** WHAT THE TASK ASKS **
Go line by line through the records below. Copy whichever lines contain the string "alongside".

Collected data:
☆ ☆ ☆

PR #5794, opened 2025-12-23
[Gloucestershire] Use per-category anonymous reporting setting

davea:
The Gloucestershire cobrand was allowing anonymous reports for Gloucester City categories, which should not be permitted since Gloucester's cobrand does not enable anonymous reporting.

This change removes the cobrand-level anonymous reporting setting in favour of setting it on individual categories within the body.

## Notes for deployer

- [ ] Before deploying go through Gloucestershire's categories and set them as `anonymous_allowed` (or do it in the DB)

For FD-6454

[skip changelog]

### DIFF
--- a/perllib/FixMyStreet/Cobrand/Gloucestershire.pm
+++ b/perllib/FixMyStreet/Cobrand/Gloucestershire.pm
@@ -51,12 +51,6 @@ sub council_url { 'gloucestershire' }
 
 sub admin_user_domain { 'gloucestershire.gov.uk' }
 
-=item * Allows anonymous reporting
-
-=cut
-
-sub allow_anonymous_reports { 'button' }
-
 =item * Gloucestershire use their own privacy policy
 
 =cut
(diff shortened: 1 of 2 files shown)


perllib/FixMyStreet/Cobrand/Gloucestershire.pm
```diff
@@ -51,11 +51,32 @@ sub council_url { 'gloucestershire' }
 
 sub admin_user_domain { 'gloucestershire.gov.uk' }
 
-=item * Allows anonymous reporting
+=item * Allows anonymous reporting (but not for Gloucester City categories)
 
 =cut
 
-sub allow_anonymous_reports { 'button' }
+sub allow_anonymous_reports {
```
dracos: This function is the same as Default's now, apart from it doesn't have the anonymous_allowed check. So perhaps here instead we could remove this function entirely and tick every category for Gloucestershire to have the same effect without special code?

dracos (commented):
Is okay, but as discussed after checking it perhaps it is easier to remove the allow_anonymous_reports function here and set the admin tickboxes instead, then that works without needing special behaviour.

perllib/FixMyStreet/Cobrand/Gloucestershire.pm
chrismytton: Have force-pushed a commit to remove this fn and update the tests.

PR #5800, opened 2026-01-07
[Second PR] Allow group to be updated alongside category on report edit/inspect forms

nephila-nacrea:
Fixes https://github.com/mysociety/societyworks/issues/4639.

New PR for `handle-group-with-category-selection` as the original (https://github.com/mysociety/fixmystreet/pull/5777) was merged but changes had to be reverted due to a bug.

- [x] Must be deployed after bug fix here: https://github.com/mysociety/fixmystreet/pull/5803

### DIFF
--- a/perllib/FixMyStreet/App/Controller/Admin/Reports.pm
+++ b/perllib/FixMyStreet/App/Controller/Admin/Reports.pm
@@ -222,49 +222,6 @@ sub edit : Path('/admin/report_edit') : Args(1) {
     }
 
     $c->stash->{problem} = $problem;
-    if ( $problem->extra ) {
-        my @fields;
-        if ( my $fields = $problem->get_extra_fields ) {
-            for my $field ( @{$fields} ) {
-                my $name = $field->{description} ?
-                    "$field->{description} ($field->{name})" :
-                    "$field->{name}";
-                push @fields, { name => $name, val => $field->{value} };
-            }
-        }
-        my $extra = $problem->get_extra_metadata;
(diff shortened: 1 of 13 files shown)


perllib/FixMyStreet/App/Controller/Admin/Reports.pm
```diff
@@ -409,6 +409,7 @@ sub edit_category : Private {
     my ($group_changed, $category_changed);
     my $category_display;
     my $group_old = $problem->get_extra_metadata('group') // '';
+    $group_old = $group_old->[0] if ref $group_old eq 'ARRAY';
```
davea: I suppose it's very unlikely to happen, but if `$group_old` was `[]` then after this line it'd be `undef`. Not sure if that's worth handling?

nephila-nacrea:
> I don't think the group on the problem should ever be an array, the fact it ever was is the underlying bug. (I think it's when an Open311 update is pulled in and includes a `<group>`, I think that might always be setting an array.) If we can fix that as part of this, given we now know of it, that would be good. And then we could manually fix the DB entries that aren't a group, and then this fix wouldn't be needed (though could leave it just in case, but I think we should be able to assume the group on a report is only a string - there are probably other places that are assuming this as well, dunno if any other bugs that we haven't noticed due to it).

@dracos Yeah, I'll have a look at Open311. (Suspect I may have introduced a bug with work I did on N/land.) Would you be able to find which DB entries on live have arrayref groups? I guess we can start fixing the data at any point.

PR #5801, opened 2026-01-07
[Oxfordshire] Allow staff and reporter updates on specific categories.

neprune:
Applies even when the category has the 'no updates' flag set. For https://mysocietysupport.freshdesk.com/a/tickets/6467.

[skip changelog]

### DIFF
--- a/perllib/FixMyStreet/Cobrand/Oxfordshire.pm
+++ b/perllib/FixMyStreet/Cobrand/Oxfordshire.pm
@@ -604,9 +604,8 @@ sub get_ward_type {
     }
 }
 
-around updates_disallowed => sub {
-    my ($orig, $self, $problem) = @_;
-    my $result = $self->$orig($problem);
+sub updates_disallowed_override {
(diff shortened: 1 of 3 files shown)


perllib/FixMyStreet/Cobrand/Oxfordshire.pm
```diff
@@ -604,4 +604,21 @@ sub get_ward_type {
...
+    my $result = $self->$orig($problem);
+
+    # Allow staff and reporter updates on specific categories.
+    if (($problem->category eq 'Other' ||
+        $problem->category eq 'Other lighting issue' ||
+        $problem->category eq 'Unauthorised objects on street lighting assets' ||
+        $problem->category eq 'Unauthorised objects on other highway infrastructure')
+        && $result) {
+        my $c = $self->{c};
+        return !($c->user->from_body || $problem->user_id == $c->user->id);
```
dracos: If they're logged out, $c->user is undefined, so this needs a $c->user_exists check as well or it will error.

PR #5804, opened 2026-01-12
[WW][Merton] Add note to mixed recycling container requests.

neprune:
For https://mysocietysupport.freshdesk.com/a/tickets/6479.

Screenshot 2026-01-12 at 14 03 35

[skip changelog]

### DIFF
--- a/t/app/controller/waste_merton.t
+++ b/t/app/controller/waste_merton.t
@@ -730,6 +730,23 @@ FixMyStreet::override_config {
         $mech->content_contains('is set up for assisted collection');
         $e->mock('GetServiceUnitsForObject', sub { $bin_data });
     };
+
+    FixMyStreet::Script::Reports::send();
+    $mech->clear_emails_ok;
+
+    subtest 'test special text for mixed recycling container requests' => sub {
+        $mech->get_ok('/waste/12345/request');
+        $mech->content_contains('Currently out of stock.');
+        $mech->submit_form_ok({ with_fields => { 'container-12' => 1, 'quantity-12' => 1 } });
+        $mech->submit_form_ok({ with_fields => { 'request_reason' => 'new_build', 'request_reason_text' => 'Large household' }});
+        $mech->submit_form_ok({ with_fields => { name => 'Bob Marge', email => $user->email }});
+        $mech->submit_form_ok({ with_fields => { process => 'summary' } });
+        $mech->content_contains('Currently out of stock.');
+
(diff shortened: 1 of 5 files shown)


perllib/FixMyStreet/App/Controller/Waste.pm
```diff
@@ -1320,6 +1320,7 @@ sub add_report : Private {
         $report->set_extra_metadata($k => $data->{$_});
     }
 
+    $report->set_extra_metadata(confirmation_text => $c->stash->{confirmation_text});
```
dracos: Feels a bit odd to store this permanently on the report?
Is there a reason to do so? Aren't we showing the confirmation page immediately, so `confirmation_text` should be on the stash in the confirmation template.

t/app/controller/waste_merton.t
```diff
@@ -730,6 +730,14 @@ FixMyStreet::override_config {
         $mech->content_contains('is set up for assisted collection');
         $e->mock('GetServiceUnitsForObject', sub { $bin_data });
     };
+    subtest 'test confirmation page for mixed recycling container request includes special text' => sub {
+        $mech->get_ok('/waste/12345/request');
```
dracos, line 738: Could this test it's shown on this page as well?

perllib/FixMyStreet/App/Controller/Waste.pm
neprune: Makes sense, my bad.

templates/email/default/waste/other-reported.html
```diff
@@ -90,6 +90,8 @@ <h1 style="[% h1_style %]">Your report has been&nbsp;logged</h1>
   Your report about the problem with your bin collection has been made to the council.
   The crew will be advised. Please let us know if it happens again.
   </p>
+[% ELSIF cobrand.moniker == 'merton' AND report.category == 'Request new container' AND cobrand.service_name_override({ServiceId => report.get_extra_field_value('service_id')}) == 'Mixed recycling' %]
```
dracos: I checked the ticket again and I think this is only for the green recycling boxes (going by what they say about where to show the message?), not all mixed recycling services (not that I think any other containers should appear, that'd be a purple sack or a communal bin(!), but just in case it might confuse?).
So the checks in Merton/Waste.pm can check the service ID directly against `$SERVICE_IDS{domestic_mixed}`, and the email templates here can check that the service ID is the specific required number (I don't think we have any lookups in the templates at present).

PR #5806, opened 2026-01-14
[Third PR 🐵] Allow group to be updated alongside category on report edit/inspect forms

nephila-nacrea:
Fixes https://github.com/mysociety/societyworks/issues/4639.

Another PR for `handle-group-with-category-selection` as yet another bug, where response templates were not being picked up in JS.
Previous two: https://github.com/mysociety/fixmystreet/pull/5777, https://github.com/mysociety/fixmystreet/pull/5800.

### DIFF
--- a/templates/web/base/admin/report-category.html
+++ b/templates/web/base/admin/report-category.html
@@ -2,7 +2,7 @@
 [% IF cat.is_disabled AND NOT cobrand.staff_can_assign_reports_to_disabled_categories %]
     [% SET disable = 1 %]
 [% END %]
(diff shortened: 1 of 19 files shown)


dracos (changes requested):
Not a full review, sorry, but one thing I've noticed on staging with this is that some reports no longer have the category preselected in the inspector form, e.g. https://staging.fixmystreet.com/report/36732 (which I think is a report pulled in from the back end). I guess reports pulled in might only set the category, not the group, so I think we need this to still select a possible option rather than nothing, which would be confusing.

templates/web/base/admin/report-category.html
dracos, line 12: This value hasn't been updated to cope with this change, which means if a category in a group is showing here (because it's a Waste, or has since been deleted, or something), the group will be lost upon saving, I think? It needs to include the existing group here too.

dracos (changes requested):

☆ ☆ ☆

** TASK RESPONSE **
[Second PR] Allow group to be updated alongside category on report edit/inspect forms
[Third PR 🐵] Allow group to be updated alongside category on report edit/inspect forms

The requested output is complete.